In January 2005, VanderLaan was tested by Polish team Anwil Włocławek. He did not play for Włocławek during his stint with the team, and upon returning to the United States, he joined the ABA's Long Beach Jam. He made his debut for the Jam on January 28, recording two points, four rebounds and one block in a 139–114 win over Tijuana. He played out the season with the Jam and helped them finish with a 20–11 overall record, after they went 18–10 in the regular season and 2–1 in the post-season. Their final game came on March 9, where despite a double-digit scoring effort from VanderLaan, the Jam were defeated 130–115 by his former team, the Utah Snowbears.

===Idaho Stampede (2005)===
On November 6, 2005, VanderLaan signed with the Idaho Stampede of the Continental Basketball Association (CBA). He recorded six points and 10 rebounds over the Stampede's first three games of the season before being waived on November 22.

===Butte Daredevils (2006–2007)===
On November 2, 2006, VanderLaan returned to the CBA, signing with the Butte Daredevils for the 2006–07 season. On January 23, 2007, he was named CBA Player of the Week for the week of January 16–22. He averaged 11 points and 16 rebounds in three games during the week, highlighted by a league-high 25-rebound performance. Later that month, he was named in the National Conference All-Star team for the 23rd Annual CBA All-Star Classic. In the All-Star Game on February 6, VanderLaan grabbed a game-high 16 rebounds and helped the National Conference defeat the American Conference 134–131 in overtime. In the Daredevils' season finale on March 25, VanderLaan had a double-double with 13 points and a game-high 17 rebounds in a 110–103 win over the Great Falls Explorers. The Daredevils finished their first season in the CBA with a 21–27 record, good for third place in the National Conference.
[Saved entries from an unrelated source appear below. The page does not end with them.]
PR #682, opened 2022-02-07
 add a service for importing vector data

taulinger:
Adds a service for importing vector data both from local sources and URLs.
The service wraps all the necessary stuff which has to be done to create a `VectorGeoResource` both for sync and async
loading.
Based on this, it is a breeze to bring vector data to the map:
```
// create a GeoResource which will be automatically added to the store
const { id, label }  = importService.importVectorDataFromUrl('https://www.geodaten.bayern.de/ba-data/Themen/kml/huetten.kml');
//call the layer action
addLayer(id, { label: label });
```


thiloSchlemmer (dismissed):
Nice!

PR #700, opened 2022-02-15
Enhance notifications

thiloSchlemmer:
Remove LevelTypes.CUSTOM to clearify the distinction between a level-based notification and a fixed notification. 

A fixed notification is always a sort of custom notification (content is string or TemplateResult), permanent (without autoclose-time, triggered by user-interaction) and should stay in a position where the current tasks and actions of the user are not interrupted by the notification, but are recognizable. 
Fixed notification are made for optional tasks and decisions, which are not  essential for the current workflow, so a cancelation with any user-interaction is enough as criteria. But content-creators can trigger the cancelation by self with `clearFixedNotification`.

A level-based notification is made for informations which are needed to presented to the user without any need of a following
user-decision (autoclose-time, no user-interaction).


taulinger (commented):
Good rework!
Would suggest designing the `emitFixedNotification` and `emitNotification` action similar to the modal action. The content parameter must be either a plain `String` or a `TemplateResult`.
`Null` should not be needed here, we still have the `clearFixedNotification` action.

taulinger (approved):
Thx!

PR #704, opened 2022-02-16
improve map and layer setup

taulinger:
Provide a global max zoom level property for the map and allow individual min/max zoom levels fo georesources


thiloSchlemmer (approved):
Thx!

VanderLaan appeared in 47 of the team's 48 games in 2006–07, making 43 starts and averaging 13.0 points, a league-leading 11.7 rebounds, and 1.3 assists in 31.1 minutes per game. He also shot 53.8% from the field and 69.3% from the free throw line. VanderLaan subsequently earned All-CBA Second Team honors.

===Los Angeles D-Fenders (2007)===
On April 3, 2007, VanderLaan was acquired by the Los Angeles D-Fenders of the NBA Development League. He made his debut for the D-Fenders that night, recording 10 points, eight rebounds, six assists, one steal and one block in 25 minutes off the bench in a 121–104 win over the Albuquerque Thunderbirds. In their season finale on April 14, he recorded 15 points and a D-Fenders season-high 19 rebounds in a 90–83 loss to the Idaho Stampede. The D-Fenders missed the playoffs in 2006–07 with a 23–27 record. In five games, VanderLaan averaged 12.6 points, 12.4 rebounds and 1.4 assists in 31 minutes per game.

===Ricoh Manresa (2007)===
On April 30, 2007, VanderLaan signed with Spanish team Ricoh Manresa for their LEB playoff run. He helped Manresa go undefeated (7–0) in the playoffs, as they made it through to the final where they defeated Climalia León 94–88 to claim the LEB championship. VanderLaan appeared in all seven playoff games for Manresa, averaging 3.9 points and 2.7 rebounds in 8.0 minutes per game.

===New Jersey Nets (2007)===
On July 3, 2007, VanderLaan was named in a 14-man New Jersey Nets roster for the Orlando Pro Summer League. He did not make an appearance for the Nets as part of the final 12-man squad.

==Coaching career==
VanderLaan was an assistant coach for the Concordia University Irvine men's basketball team during the 2010–11 season.